"There is nothing as practical as a good theory."
- Kurt Lewin
Traditional behavioral sciences positivistic paradigm based on experiments and empirism is sub-optimal since it reveals only descriptive causal relations. The goal of computational psychology is to develop mathematical models to advance the behavioral sciences. When simulated with computer these models describe the cognitive processes of individuals. Computational psychology is all about building psychologically plausible mathematical models, which incorporate all the current knowledge and thus describe cognitive processes instead of simple causalities or correlations.

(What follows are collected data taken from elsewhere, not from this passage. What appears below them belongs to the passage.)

PR #4032, opened 2023-01-03
prisma/field: Improve TS guard

tordans:
The previous solution `_fieldName as string` did solve TS warning inside the if-statement but not the line below, which still had this TS error. (This might be specific to my TS config, though…)

```javascript
      const relationType = Relation[_fieldName]
      // ^- const _fieldName: string | undefined
      //    Type 'undefined' cannot be used as an index type.ts(2538)
```


dillonraphael:
Thanks @tordans. It's always better to check `typeof` instead of doing type assertion.

dillonraphael (approved):

flybayer (approved):

PR #4039, opened 2023-01-05
Update package Zod to 3.20.2

tordans:
Zod 3.20 introduce `.string().datetime()` which looks like a very handy addition (more at https://github.com/colinhacks/zod/releases/tag/v3.20).

Right now, it is [3.19.1](https://github.com/blitz-js/blitz/blob/main/apps/toolkit-app/package.json#L41).

---

PS: Just in case, the Zod's [Changelog](https://github.com/colinhacks/zod/blob/master/CHANGELOG.md) is out of date.

---


tordans:
> fyi, you can update zod version in your app without this change.

Yes, we are. However, the changes to `.datetime()` look interesting for things like https://github.com/blitz-js/blitz/pull/3869/files#diff-d53f9302d286d7148a0cd2b137533349a17d66de9356256bbcfa6b4458061481R99.

> this change just updates internal zod version used for dev and test, not production. however, to get the build to pass, you must update all zod versions in this repo, not just the toolkit-app package :)

I just changed all zods and force-pushed on this branch.

flybayer (approved):
thank you!

PR #959, opened 2024-11-12
hgmd, gnomad_exomes, gnomad_genomes, and gnomad_qc 

jklugherz:


v03_pipeline/lib/reference_datasets/gnomad_qc.py
```diff
@@ -0,0 +1,10 @@
+import hail as hl
+
+
+def get_ht(raw_dataset_path: str, *_) -> hl.Table:
+    if raw_dataset_path.endswith('mt'):
+        ht = hl.read_matrix_table(raw_dataset_path).rows()
+    else:
+        ht = hl.read_table(raw_dataset_path)
```
bpblanken, line 8: This line shouldn't run right?  `get_ht` will only be called if the table doesn't exist?

v03_pipeline/lib/reference_datasets/reference_dataset.py
```diff
@@ -47,8 +50,14 @@ def raw_dataset_path(self, reference_genome: ReferenceGenome) -> str | list[str]
         return CONFIG[self][reference_genome][RAW_DATASET_PATH]
 
     def get_ht(self, reference_genome: ReferenceGenome) -> hl.Table:
+        file_name = (
```
bpblanken, line 53: ooof, this is annoying... I wasn't able to come up with something better in the few min I've been thinking about this though.

v03_pipeline/lib/reference_datasets/gnomad.py
```diff
@@ -0,0 +1,61 @@
...
+    return ht.select(**selects)
+
+
+def get_ht(
+    raw_dataset_path: str,
+    reference_genome: ReferenceGenome,
+) -> hl.Table:
+    ht = hl.read_table(raw_dataset_path)
+
+    if reference_genome == ReferenceGenome.GRCh37:
```
bpblanken, line 56: something like:

```
if reference_genome == ReferenceGenome.GRCh37:
  return process_gnomad_v2_ht(ht)
return process_gnomad_v4_ht(ht)
```

might be cleaner!

v03_pipeline/lib/reference_datasets/gnomad_qc.py
jklugherz: In the original config the 37 source is a matrix table and 38 is a hail table

```
    'gnomad_qc': {
        '37': {
            'version': 'v2',
            'custom_import': import_matrix_table,
            # Note: copied from 'gs://gnomad/sample_qc/mt/gnomad.joint.high_callrate_common_biallelic_snps.pruned.mt'
            'source_path': 'gs://seqr-reference-data/gnomad_qc/GRCh37/gnomad.joint.high_callrate_common_biallelic_snps.pruned.mt',
        },
        '38': {
            'version': '4.0',
            'path': 'gs://gcp-public-data--gnomad/release/4.0/pca/gnomad.v4.0.pca_loadings.ht',
        },
```

v03_pipeline/lib/reference_datasets/gnomad.py
```diff
@@ -0,0 +1,61 @@
...
+    selects['FAF_AF'] = hl.float32(ht.faf[ht.globals.faf_index_dict['adj']].faf95)
+    selects['Hemi'] = hl.if_else(
+        ht.locus.in_autosome_or_par(),
+        0,
+        ht.freq[ht.globals.freq_index_dict['XY_adj']].AC,
+    )
+    return ht.select(**selects)
+
+
+def get_ht(
```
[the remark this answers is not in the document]
bpblanken: ah, `*_` is to help with unused variable linter errors.  my thought was we should make `get_ht` on the `ReferenceDataset` class pass through all `kwargs` to these individual `get_ht` funcs, and within them only use a `ReferenceGenome` or `DatasetType` if they're needed.

v03_pipeline/lib/reference_datasets/gnomad_qc.py
bpblanken: ah, ok!

v03_pipeline/lib/reference_datasets/gnomad.py
```diff
@@ -0,0 +1,61 @@
...
+        ht.freq[ht.globals.freq_index_dict['gnomad_male']].AC,
+    )
+    return ht.select(**selects)
+
+
+def process_gnomad_v4_ht(ht: hl.Table) -> hl.Table:
+    selects = {}
+    global_idx = hl.eval(ht.globals.freq_index_dict['adj'])
+    selects['AF'] = hl.float32(ht.freq[global_idx].AF)
+    selects['AN'] = ht.freq[global_idx].AN
```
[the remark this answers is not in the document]
jklugherz: yup they are in both tables

v03_pipeline/lib/reference_datasets/gnomad.py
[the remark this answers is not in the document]
jklugherz: I'm still not quite sure what the solution would look like here, can you add a code snippet?

v03_pipeline/lib/reference_datasets/reference_dataset.py
```diff
@@ -138,5 +148,55 @@ def requires(self) -> ReferenceDataset:
...
+            VERSION: '1.0',
+            RAW_DATASET_PATH: 'gs://gcp-public-data--gnomad/release/2.1.1/ht/genomes/gnomad.genomes.r2.1.1.sites.ht',
+        },
+        ReferenceGenome.GRCh38: {
+            DATASET_TYPES: frozenset([DatasetType.SNV_INDEL]),
+            VERSION: '1.0',
+            RAW_DATASET_PATH: 'gs://gcp-public-data--gnomad/release/4.1/ht/genomes/gnomad.genomes.v4.1.sites.ht',
+        },
+    },
+    ReferenceDataset.gnomad_qc: {
```
hanars, line 189: This looks identical to the `gnomad_genomes` config so it might be good to do what we did for `clinvar_path` below and do 
```
CONFIG[ReferenceDatasetQuery.gnomad_qc] = CONFIG[ReferenceDataset.gnomad_genomes]
```

v03_pipeline/lib/reference_datasets/gnomad.py
```diff
@@ -0,0 +1,56 @@
+import hail as hl
+
+from v03_pipeline.lib.model import ReferenceGenome
+
+
+def select_fields_v2(ht: hl.Table) -> hl.Table:
+    selects = {}
+    global_idx = hl.eval(ht.globals.freq_index_dict['gnomad'])
+    selects['AF'] = hl.float32(ht.freq[global_idx].AF)
```
hanars, line 9: unless you are conditionally modifying what select to run its more readable to directly call the select fields than assign to a dict:
```
ht = ht.select(
    AF=hl.float32(ht.freq[global_idx].AF),
    AN= ht.freq[global_idx].AN,
    ...
```

v03_pipeline/lib/reference_datasets/gnomad.py
hanars: The v2 and v4 code actually seems mostly identical so I think it would be better to run a single shared function for the shared behavior and only conditionally do the few things that are different. The difference seems to mostly be what the key to use in the `freq_index_dict` global and a couple places where you annotate from a different field between them, so I feel like conditional helpers just in those places would be better

v03_pipeline/lib/reference_datasets/hgmd.py
```diff
@@ -0,0 +1,34 @@
...
+        contig_recoding=reference_genome.contig_recoding(),
+    )
+    ht = mt.rows()
+    ht = ht.select(
+        **{
+            'accession': ht.rsid,
+            'class': ht.info.CLASS,
+        },
+    )
+    return ht.transmute(**get_enum_select_fields(ht, ENUMS))
```
hanars, line 34: just a note that my open dbnsfp PR moves this to be called automatically as part of the shared code so we should make sure that whichever gets merged first we correctly update the other

v03_pipeline/lib/reference_datasets/hgmd.py
```diff
@@ -0,0 +1,34 @@
...
+        skip_invalid_loci=True,
+        contig_recoding=reference_genome.contig_recoding(),
+    )
+    ht = mt.rows()
+    ht = ht.select(
+        **{
+            'accession': ht.rsid,
+            'class': ht.info.CLASS,
+        },
+    )
```
hanars, line 33: Its much more readable to use keyword args than a dictionary if the key names are not variable
```suggestion
    ht = ht.select(
        accession=ht.rsid,
        class=ht.info.CLASS,
    )
```

v03_pipeline/lib/reference_datasets/reference_dataset.py
hanars: what if we make this explicitly configured in the CONFIG with like a MODULE_NAME key, so then here we would just have 
```
module_file_name = CONFIG[self].get(MODULE_NAME, self.name)
```

v03_pipeline/lib/reference_datasets/hgmd.py
jklugherz: `class` is python keyword so that's why I used the dictionary syntax

hanars: Ah that makes sense. I think it might still be more readable for accession to be a kwarg but less important

v03_pipeline/lib/reference_datasets/gnomad_qc.py
jklugherz: yup that was a copy/paste typo, and I updated the gnomad_qc script to check `reference_genome` instead of the path suffix, which I agree is a better solution

v03_pipeline/lib/reference_datasets/reference_dataset.py
jklugherz: good idea, I did this with `gnomad_exomes` and `gnomad_genomes`

v03_pipeline/lib/reference_datasets/gnomad.py
bpblanken: yeah, I think we should move away from selecting from a dictionary of selects!

v03_pipeline/lib/reference_datasets/reference_dataset.py
```diff
@@ -138,5 +143,45 @@ def requires(self) -> ReferenceDataset:
...
+        },
+        ReferenceGenome.GRCh38: {
+            DATASET_TYPES: frozenset([DatasetType.SNV_INDEL]),
+            VERSION: '1.0',
+            RAW_DATASET_PATH: 'gs://gcp-public-data--gnomad/release/4.0/pca/gnomad.v4.0.pca_loadings.ht',
+        },
+    },
 }
 CONFIG[ReferenceDatasetQuery.clinvar_path] = CONFIG[ReferenceDataset.clinvar]
+CONFIG[ReferenceDataset.gnomad_genomes] = CONFIG[ReferenceDataset.gnomad_exomes]
```
bpblanken, line 187: hrm, this feels wrong to me.  shouldn't there be different paths and versions for `genomes` and `exomes`?

`genomes/gnomad.genomes.v4.1.sites.ht` vs `exomes/gnomad.exomes.v4.1.sites.ht`?  and they might not be updated synchronously.

jklugherz: yeahhhh this was incorrect

v03_pipeline/lib/reference_datasets/reference_dataset.py
jklugherz: `gnomad_qc` config being identical to gnomad_genomes was a typo when this comment was made so I'll resolve

v03_pipeline/lib/reference_datasets/hgmd.py
jklugherz: I ported your enum changes into my PR so hopefully we won't need to do that unless

v03_pipeline/lib/reference_datasets/gnomad.py
jklugherz: I took out the dictionary selects and added reference genome conditional helpers, lmk if you think it needs any more tweaks for readability

v03_pipeline/lib/reference_datasets/gnomad.py
```diff
@@ -0,0 +1,58 @@
...
+    return 'gnomad' if reference_genome == ReferenceGenome.GRCh37 else 'adj'
+
+
+def af_popmax_expression(
+    ht: hl.Table,
+    reference_genome: ReferenceGenome,
+) -> hl.Expression:
+    if reference_genome == ReferenceGenome.GRCh37:
+        return ht.popmax[ht.globals.popmax_index_dict['gnomad']].AF
+    return ht.grpmax['gnomad'].AF if hasattr(ht.grpmax, 'gnomad') else ht.grpmax.AF
```
hanars, line 16: `hasattr(ht.grpmax, 'gnomad')` seems like something that should either always be true or false for a given file so shouldn't we just use whichever one is true for the latest release?

v03_pipeline/lib/reference_datasets/hgmd.py
```diff
@@ -0,0 +1,30 @@
...
+    'R',
+]
+
+
+def get_ht(raw_dataset_path: str, reference_genome: ReferenceGenome) -> hl.Table:
+    mt = hl.import_vcf(
+        raw_dataset_path,
+        reference_genome=reference_genome.value,
+        force=True,
+        min_partitions=100,
```
hanars, line 20: I haven't been setting an explicit min_partitions and have just need relying on hail to pick a reasonable number. Is there a way we should go about picking a partition number?

v03_pipeline/lib/reference_datasets/hgmd.py
```diff
@@ -0,0 +1,30 @@
+import hail as hl
+
+from v03_pipeline.lib.model import ReferenceGenome
+
+HGMD_CLASSES = [
```
hanars, line 5: If these are only ever used in the config its probably better just to define them there

v03_pipeline/lib/reference_datasets/reference_dataset.py
```diff
@@ -146,5 +161,56 @@ def requires(self) -> ReferenceDataset:
...
+            VERSION: '1.0',
+            RAW_DATASET_PATH: 'gs://gcp-public-data--gnomad/release/2.1.1/ht/genomes/gnomad.genomes.r2.1.1.sites.ht',
+        },
+        ReferenceGenome.GRCh38: {
+            DATASET_TYPES: frozenset([DatasetType.SNV_INDEL]),
+            VERSION: '1.0',
+            RAW_DATASET_PATH: 'gs://gcp-public-data--gnomad/release/4.1/ht/genomes/gnomad.genomes.v4.1.sites.ht',
+        },
+    },
+    ReferenceDataset.gnomad_qc: {
```
hanars, line 203: Shouldn't this be a `ReferenceDatasetQuery` not a `ReferenceDataset`?

jklugherz: I don't think so because its dependency is itself: https://github.com/broadinstitute/seqr-loading-pipelines/blob/6206bdcf20f5ea4519872e964a6713c1dd308466/v03_pipeline/lib/model/cached_reference_dataset_query.py#L31

v03_pipeline/lib/reference_datasets/hgmd.py
jklugherz: Good question, optimal partitioning remains somewhat of a mystery to me, and in this case since we're using `force=True` everything will end up on one partition (I could be wrong) so maybe the move here is to repartition after import.

It looks like there is an optimal partition size of 128 mb, maybe we should start using this more: https://github.com/broadinstitute/seqr-loading-pipelines/blob/main/v03_pipeline/lib/misc/io.py#L72

v03_pipeline/lib/reference_datasets/gnomad.py
jklugherz: I could use`hl.coalesce` here instead

v03_pipeline/lib/reference_datasets/hgmd.py
bpblanken: I think hail will default to the number of partitions in the sharded vcf, which is 1 here (because it's not sharded).  The partitioning will only matter through the import step, as we'll repartition when we call `write` to [write the file](https://github.com/broadinstitute/seqr-loading-pipelines/blob/main/v03_pipeline/lib/misc/io.py#L293).  

But yes, `force=True` forces serial execution, so the `min_partitions` is useless:

```
In [7]: mt = hl.import_vcf('gs://seqr-reference-data-private/GRCh37/HGMD/HGMD_Pro_2023.1_hg19.vcf.gz', force=True, min_partitions=100)
2024-11-14 17:47:43.245 Hail: WARN: You are trying to read gs://seqr-reference-data-private/GRCh37/HGMD/HGMD_Pro_2023.1_hg19.vcf.gz with *ONE* core of parallelism. This will be very slow. If this file is block-gzipped (bgzip-ed), use force_bgz=True instead.

In [8]: mt.n_partitions()
Out[8]: 1
```

v03_pipeline/lib/reference_datasets/gnomad.py
hanars: Its more that `hasattr` should always be the same for every row - for a given row I value may be missing or not but structs always need to have the same columns defined

v03_pipeline/lib/reference_datasets/hgmd.py
hanars: From the hail docs:
```
force ([bool](https://docs.python.org/3.9/library/functions.html#bool)) – If True, load gzipped files serially on one core. This should be used only when absolutely necessary, as processing time will be increased due to lack of parallelism.
```
Is it absolutely necessary here?

hanars: > It looks like there is an optimal partition size of 128 mb, maybe we should start using this more: https://github.com/broadinstitute/seqr-loading-pipelines/blob/main/v03_pipeline/lib/misc/io.py#L72

Is there any reason not to run this on all the tables we generate before we write out the final file?

bpblanken: ^ it's running already on every call to `create_table`.

v03_pipeline/lib/reference_datasets/reference_dataset.py
bpblanken: Yes that's correct that it's still special and would be included with the code as is.  I also think we can fix when we write the code that utilizes `for_reference_genome_dataset_type`.

v03_pipeline/lib/reference_datasets/gnomad.py
jklugherz: Is it okay to run `hasattr(ht.grpmax, 'gnomad')` on every row though? should I run `hasattr(ht.grpmax, 'gnomad')` before the `ht.select` instead?

v03_pipeline/lib/reference_datasets/hgmd.py
jklugherz: I removed `min_partitions`

v03_pipeline/lib/reference_datasets/gnomad.py
hanars: I think my issue is more that theres one table we use and its hardcoded so we should not be running conditional code as part of this loading process, the loading should be deterministic.  I think you should run that command locally, determine the structure of the table we are using, and then have this function use the fields that exist and not maintain code for fields that do not

jklugherz: So 38 genomes has the nested `gnomad` struct inside `grpmax` and 38 exomes does not, and that is why this conditional is here. It seems to be the only difference between loading for gnomad exomes and genomes. 

I made new `gnomad_genomes` and `gnomad_exomes` modules that call a shared `get_ht` from a `gnomad_utils` module and provide a `af_popmax_expression` function as an argument. I also got rid of the `MODULE_NAME` config attribute.

hanars (approved):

There has been some research carried out by physicists such as Tamas Vicsek, who has simulated the features of the escape panic and studied the synchronization of applause in a concert hall. Another example the physicists' efforts to study of social networks lead by Albert Laszlo-Barabasi. These studies are interesting and valuable examples of applying methods of physics to collective phenomena. However, the challenge is that human phenomena is treated as statistically with the methodology of statistical physics and all the existing psychological knowledge is ignored in these studies and replace with adhoc common sense solutions. In this way one cannot really understand, interpret or explain of social phenomena, which are the goals of social science. For understanding simple modeling of action does not help - we must study the causes of action. The ability to interpret, explain and understand human behavior comes from understanding and modeling the underlying cognitive processes.
The field theory
In the 1930's one of the most eminent psychologist of all time Kurt Lewin published the books Principles of topological psychology (1936) and The conceptual representation and the measurement of psychological forces (1938). In the latter book he presented his field theory, which states that human behavior is determined by goal-directed psychological forces in a topological space as the function of both the person and the environment: B=f(P,E). This was ground-breaking since most of the psychology at the time was carried out by behaviorists. The scientific community did not adopt the paradigm then and after the second world war the rise of postmodernism and social constructionism overrode Lewin's subtle ideas, which required a lot of mathematical rigor not typical for psychologists neither then nor now.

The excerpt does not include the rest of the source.